EXERCISE DIRECTIONS:
Copy out every line of the records in which "size" can be found.

-.-.-

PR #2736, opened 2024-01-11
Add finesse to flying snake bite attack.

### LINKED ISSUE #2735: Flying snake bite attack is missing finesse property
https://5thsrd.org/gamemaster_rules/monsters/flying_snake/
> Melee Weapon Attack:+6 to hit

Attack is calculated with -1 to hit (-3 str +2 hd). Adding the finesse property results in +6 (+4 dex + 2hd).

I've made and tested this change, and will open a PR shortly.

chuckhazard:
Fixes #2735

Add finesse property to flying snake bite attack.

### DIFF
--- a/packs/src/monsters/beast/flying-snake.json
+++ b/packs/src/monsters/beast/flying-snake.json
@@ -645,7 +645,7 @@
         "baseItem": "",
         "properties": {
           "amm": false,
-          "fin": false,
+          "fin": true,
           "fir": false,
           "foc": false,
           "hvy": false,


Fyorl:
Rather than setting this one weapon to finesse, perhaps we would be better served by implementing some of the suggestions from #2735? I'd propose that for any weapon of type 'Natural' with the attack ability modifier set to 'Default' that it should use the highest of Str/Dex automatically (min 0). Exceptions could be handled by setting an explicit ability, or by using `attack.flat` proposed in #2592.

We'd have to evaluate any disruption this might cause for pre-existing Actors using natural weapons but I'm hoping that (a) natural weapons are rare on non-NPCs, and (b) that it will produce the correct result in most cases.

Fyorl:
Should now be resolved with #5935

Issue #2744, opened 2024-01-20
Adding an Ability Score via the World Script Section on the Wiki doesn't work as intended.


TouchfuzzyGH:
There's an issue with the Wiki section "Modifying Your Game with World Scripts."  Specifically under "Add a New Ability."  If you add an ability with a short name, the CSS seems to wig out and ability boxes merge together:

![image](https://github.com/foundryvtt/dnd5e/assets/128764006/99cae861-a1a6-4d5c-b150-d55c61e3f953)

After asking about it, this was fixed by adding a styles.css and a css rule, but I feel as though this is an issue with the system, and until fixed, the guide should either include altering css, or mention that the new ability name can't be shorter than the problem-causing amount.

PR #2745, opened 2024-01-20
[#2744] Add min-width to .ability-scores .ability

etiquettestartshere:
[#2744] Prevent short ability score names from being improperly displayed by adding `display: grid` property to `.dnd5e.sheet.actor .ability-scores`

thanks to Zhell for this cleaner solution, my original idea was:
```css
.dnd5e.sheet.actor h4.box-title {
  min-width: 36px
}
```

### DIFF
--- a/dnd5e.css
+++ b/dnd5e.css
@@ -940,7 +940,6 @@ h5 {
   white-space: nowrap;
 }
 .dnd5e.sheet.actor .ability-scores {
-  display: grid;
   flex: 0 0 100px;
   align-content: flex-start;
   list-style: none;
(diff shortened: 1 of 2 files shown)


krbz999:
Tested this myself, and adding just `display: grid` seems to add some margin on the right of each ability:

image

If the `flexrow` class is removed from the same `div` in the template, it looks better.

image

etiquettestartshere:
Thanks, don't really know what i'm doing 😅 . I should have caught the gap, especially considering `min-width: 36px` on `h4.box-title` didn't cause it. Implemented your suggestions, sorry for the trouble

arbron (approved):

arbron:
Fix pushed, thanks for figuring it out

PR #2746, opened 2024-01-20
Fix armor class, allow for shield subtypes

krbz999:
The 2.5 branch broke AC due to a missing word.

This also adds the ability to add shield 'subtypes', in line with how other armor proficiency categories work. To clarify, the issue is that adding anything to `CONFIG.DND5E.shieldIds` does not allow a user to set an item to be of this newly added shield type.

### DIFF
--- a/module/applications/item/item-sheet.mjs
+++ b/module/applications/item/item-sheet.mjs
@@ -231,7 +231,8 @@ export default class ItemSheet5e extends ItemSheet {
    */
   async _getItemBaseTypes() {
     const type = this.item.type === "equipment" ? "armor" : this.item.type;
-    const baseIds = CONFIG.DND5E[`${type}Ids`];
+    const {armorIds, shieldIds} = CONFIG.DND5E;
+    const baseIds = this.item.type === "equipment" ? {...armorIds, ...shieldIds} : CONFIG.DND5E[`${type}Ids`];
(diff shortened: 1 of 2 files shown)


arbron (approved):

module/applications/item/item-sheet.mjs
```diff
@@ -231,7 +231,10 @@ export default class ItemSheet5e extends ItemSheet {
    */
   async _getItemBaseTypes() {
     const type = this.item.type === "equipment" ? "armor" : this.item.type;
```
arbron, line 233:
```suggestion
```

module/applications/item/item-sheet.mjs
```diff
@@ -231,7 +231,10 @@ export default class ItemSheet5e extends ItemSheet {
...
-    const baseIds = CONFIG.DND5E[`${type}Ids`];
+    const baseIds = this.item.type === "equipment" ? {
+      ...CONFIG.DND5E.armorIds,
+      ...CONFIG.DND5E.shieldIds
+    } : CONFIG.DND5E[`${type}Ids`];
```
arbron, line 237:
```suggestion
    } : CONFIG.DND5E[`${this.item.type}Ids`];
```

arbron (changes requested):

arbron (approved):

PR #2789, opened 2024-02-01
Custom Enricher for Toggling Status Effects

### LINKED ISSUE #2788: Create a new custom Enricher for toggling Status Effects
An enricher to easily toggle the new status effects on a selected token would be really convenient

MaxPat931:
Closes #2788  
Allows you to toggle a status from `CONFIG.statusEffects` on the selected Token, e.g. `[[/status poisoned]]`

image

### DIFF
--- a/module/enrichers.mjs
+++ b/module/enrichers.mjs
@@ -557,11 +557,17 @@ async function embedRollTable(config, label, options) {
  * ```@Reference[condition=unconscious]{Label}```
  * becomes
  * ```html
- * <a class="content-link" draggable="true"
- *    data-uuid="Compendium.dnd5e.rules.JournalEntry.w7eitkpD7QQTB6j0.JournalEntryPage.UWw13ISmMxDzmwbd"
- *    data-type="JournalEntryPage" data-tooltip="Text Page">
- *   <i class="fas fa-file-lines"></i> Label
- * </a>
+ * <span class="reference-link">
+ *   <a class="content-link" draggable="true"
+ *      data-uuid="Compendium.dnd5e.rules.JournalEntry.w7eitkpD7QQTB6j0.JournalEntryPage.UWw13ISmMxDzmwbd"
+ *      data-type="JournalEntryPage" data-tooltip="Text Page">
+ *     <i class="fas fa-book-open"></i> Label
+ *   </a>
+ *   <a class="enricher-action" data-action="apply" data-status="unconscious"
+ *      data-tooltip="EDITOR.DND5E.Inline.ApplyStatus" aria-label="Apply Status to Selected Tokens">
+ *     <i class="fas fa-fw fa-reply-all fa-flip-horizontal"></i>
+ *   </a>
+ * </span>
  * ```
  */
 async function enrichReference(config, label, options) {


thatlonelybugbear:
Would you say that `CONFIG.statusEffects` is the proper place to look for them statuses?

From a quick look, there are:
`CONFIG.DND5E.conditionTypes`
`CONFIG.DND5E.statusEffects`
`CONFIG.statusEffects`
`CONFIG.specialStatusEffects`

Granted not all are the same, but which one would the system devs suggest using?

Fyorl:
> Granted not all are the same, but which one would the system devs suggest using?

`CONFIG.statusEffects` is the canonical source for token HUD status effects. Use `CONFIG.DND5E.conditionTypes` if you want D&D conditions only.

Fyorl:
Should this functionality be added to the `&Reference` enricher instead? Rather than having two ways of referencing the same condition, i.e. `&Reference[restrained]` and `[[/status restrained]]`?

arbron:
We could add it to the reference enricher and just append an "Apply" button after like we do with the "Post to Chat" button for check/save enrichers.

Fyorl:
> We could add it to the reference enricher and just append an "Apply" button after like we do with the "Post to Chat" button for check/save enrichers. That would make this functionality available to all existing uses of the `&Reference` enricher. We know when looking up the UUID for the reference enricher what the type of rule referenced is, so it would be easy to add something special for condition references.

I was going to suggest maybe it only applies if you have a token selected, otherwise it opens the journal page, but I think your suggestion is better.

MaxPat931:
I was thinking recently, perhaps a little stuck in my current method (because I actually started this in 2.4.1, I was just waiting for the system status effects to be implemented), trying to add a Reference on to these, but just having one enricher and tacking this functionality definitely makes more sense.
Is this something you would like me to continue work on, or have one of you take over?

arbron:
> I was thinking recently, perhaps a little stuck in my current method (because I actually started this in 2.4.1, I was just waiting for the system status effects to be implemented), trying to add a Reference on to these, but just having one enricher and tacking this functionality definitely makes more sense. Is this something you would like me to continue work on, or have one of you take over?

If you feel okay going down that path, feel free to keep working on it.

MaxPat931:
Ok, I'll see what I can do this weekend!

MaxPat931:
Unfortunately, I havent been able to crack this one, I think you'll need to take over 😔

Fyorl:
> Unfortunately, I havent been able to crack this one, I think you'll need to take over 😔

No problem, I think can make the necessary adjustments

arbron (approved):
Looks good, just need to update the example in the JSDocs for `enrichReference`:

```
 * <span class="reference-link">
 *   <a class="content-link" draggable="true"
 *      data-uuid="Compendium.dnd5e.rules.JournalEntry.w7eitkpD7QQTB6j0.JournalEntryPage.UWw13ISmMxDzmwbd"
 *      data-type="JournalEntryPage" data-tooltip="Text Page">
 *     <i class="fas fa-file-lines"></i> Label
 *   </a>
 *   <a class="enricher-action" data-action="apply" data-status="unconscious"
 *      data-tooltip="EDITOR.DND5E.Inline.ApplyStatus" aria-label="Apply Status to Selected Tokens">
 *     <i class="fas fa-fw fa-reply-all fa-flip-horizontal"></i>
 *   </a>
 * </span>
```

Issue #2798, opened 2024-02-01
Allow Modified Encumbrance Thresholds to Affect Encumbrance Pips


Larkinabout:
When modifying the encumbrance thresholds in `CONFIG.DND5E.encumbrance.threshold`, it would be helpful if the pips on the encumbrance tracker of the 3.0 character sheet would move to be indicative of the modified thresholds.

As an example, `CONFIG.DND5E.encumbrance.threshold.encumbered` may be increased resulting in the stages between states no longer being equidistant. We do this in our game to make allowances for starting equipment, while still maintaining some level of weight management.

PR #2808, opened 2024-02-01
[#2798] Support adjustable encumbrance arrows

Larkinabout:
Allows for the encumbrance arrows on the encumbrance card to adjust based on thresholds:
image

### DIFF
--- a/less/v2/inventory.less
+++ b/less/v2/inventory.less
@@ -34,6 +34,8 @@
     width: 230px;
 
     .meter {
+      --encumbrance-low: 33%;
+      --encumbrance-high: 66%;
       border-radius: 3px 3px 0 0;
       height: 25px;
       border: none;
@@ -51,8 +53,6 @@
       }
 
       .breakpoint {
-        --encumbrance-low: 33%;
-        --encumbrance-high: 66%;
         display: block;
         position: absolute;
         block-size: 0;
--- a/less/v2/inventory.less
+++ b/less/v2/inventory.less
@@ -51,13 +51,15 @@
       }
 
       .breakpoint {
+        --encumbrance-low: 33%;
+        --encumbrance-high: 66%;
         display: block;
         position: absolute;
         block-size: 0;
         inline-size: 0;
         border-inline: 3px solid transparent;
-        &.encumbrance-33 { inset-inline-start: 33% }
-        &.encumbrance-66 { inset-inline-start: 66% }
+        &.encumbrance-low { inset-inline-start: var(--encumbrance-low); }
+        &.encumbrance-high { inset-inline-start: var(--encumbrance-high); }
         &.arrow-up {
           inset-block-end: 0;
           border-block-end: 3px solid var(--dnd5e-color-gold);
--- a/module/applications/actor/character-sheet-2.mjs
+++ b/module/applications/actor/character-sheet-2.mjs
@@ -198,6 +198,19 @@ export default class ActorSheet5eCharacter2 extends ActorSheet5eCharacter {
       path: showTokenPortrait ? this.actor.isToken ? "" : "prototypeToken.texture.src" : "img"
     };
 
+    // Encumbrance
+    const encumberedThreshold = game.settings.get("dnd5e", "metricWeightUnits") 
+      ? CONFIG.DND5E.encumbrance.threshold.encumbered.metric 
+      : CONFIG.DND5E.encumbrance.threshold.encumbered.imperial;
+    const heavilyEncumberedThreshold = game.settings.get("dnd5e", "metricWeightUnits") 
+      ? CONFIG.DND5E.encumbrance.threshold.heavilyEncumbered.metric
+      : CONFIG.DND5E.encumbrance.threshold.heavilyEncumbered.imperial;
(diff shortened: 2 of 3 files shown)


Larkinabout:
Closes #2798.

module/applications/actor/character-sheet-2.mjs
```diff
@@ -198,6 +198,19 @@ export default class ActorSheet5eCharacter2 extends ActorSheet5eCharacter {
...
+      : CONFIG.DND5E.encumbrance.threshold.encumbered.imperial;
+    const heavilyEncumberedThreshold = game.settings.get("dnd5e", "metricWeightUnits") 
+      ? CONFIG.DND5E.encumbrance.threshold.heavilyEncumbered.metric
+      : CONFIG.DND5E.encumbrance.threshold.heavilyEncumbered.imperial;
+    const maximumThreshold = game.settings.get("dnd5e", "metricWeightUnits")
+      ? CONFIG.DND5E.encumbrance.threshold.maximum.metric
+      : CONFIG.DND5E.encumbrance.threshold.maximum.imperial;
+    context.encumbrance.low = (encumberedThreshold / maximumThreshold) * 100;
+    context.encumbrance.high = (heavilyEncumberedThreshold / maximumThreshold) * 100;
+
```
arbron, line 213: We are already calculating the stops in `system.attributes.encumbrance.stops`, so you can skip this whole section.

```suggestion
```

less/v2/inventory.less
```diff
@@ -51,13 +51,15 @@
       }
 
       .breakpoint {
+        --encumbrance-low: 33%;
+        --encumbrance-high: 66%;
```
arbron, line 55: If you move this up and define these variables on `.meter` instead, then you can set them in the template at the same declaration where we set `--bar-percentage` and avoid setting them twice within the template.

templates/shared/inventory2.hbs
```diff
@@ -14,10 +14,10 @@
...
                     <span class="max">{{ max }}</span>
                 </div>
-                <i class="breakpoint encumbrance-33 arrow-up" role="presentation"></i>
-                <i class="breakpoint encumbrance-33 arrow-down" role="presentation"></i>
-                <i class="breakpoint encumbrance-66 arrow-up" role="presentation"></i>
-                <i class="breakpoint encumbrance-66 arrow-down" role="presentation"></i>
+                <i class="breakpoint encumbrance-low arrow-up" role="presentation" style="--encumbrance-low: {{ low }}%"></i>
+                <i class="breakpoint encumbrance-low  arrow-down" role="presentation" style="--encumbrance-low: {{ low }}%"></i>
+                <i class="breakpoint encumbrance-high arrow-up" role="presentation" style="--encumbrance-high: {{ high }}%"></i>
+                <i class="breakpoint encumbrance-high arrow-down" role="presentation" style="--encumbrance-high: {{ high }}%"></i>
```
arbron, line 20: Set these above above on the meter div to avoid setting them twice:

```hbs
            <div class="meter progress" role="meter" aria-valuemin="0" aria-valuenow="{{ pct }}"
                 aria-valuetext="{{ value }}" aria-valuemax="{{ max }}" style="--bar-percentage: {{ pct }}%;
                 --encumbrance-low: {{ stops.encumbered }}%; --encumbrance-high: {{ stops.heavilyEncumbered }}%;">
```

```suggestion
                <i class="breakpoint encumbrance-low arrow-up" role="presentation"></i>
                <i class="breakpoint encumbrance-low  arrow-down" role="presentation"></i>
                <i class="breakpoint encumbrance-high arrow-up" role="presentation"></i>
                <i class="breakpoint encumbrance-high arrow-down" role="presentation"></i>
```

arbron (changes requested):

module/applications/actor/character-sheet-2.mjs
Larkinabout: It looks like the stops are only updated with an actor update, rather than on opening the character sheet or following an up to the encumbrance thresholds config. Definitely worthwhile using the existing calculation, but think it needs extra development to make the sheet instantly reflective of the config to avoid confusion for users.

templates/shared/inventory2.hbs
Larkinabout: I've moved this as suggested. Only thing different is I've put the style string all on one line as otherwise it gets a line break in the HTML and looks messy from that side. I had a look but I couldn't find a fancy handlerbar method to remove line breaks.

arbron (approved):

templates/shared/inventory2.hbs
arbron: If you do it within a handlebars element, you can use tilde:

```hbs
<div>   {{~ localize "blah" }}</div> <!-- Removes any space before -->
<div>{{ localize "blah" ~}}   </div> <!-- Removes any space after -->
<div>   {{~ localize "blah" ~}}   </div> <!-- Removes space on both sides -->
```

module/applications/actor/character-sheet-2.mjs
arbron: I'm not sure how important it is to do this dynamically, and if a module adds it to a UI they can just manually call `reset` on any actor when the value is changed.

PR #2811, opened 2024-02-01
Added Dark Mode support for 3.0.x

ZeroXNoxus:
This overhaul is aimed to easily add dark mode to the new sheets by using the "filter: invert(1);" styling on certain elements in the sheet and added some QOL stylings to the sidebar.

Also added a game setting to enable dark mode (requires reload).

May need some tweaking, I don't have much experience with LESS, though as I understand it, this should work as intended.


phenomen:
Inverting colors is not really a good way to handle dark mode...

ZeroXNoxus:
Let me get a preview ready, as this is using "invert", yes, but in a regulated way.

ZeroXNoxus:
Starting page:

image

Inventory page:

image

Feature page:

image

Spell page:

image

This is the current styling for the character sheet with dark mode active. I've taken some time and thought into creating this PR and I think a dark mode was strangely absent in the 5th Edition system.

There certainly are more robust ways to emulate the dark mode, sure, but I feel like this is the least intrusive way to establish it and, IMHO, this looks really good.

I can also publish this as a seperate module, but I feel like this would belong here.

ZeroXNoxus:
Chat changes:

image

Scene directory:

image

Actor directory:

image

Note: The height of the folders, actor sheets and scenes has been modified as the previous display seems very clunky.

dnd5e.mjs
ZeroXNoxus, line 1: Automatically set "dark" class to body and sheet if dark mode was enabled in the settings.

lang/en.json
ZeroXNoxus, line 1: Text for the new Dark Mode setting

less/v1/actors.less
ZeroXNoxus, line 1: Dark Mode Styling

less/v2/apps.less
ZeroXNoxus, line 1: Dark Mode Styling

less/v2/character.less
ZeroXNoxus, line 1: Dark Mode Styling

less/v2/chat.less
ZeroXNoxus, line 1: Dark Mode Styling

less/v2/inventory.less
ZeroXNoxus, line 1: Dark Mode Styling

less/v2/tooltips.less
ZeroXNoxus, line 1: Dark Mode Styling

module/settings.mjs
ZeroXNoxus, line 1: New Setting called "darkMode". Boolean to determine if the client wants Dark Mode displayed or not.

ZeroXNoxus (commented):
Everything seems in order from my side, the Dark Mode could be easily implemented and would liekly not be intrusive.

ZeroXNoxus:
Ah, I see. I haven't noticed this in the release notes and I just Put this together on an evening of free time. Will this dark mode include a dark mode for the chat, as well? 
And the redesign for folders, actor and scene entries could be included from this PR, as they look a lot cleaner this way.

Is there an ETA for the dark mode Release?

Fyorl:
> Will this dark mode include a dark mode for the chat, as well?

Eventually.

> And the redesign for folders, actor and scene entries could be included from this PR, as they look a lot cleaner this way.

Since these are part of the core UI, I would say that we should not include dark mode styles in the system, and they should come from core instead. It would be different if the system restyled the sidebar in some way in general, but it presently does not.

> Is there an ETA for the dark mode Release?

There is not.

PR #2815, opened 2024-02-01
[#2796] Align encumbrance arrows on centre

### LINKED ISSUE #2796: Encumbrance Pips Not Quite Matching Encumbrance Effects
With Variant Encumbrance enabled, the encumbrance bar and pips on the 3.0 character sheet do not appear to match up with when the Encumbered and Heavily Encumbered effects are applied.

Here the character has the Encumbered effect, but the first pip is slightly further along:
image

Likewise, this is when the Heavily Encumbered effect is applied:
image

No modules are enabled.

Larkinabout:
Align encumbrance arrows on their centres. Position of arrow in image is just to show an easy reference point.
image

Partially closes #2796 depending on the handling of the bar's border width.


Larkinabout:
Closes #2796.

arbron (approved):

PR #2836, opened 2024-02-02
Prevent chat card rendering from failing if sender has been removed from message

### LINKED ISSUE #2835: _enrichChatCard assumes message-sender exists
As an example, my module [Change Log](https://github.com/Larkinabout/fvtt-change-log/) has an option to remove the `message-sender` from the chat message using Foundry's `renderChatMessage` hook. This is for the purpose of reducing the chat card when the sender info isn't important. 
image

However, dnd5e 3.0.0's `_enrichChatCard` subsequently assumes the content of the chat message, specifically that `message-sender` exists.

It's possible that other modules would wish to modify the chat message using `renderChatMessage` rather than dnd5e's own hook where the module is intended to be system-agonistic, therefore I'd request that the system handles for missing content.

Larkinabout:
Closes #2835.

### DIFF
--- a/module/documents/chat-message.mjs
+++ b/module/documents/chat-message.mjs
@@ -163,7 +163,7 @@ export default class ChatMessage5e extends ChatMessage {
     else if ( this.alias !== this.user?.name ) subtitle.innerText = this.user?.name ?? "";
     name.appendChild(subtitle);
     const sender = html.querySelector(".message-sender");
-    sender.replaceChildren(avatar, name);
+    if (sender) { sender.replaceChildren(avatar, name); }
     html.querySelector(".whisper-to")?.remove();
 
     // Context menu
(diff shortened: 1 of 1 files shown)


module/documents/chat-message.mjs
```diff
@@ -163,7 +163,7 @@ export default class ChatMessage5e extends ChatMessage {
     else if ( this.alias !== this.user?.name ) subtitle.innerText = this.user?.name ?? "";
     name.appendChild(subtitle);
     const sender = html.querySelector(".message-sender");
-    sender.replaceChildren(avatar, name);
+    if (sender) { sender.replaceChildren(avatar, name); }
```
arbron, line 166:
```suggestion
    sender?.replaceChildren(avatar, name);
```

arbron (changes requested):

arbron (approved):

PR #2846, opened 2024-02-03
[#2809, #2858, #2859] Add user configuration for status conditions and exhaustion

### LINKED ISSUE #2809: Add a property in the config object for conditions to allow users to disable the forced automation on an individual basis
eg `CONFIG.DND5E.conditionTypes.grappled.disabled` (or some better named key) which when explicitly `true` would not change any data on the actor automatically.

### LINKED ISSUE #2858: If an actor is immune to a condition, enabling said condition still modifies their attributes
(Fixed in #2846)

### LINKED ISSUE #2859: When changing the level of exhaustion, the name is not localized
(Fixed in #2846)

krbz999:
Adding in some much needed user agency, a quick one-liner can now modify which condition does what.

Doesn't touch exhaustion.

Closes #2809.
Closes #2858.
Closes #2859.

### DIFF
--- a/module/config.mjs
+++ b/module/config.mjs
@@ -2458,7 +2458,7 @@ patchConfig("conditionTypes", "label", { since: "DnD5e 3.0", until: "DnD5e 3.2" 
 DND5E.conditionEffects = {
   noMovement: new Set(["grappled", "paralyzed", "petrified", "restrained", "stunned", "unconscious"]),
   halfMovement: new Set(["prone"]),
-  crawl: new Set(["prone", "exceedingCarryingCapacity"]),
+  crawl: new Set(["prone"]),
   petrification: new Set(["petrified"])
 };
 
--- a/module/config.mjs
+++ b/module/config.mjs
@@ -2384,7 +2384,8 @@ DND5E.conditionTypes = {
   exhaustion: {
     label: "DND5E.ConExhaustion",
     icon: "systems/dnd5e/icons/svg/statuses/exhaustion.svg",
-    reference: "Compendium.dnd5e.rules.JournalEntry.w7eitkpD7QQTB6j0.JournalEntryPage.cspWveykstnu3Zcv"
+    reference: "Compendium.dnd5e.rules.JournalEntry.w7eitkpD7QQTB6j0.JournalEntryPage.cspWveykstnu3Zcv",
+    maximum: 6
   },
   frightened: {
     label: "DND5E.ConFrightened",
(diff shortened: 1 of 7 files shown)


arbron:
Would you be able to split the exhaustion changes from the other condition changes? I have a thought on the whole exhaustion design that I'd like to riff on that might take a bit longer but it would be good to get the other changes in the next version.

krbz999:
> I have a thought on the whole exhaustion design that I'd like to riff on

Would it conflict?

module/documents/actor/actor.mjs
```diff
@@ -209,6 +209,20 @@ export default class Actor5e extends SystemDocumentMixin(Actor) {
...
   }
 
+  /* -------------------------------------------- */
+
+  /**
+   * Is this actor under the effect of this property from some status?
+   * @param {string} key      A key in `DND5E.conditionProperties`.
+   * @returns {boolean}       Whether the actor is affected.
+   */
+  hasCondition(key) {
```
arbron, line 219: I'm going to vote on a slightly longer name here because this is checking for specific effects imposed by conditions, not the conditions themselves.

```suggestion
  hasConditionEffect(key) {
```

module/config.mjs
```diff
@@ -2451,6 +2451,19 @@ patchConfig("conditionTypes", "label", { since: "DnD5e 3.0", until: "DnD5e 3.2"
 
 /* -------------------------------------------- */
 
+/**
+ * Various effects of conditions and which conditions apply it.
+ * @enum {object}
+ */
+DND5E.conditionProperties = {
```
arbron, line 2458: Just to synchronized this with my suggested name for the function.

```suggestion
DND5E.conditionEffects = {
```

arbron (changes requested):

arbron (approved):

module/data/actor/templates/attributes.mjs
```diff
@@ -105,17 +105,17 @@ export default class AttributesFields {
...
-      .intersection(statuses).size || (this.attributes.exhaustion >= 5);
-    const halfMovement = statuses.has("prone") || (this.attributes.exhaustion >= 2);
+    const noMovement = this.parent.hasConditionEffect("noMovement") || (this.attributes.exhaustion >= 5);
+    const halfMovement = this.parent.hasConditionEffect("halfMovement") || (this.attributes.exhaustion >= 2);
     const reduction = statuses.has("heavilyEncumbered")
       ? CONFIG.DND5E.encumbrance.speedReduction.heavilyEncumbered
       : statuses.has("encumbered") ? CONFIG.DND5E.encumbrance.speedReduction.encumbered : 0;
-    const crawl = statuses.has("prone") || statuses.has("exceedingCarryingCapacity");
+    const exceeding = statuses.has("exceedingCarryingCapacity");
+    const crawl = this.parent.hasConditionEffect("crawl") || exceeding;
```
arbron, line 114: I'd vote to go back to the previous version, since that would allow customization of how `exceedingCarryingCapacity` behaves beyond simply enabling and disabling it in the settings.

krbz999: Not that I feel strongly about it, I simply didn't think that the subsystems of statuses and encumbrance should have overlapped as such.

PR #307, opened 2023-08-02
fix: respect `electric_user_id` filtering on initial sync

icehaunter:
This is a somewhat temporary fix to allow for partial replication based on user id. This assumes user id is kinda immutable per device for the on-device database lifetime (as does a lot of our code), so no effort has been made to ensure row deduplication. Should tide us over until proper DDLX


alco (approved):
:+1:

-.-.-

TASK RESPONSE:
         block-size: 0;
         block-size: 0;
         inline-size: 0;
-      .intersection(statuses).size || (this.attributes.exhaustion >= 5);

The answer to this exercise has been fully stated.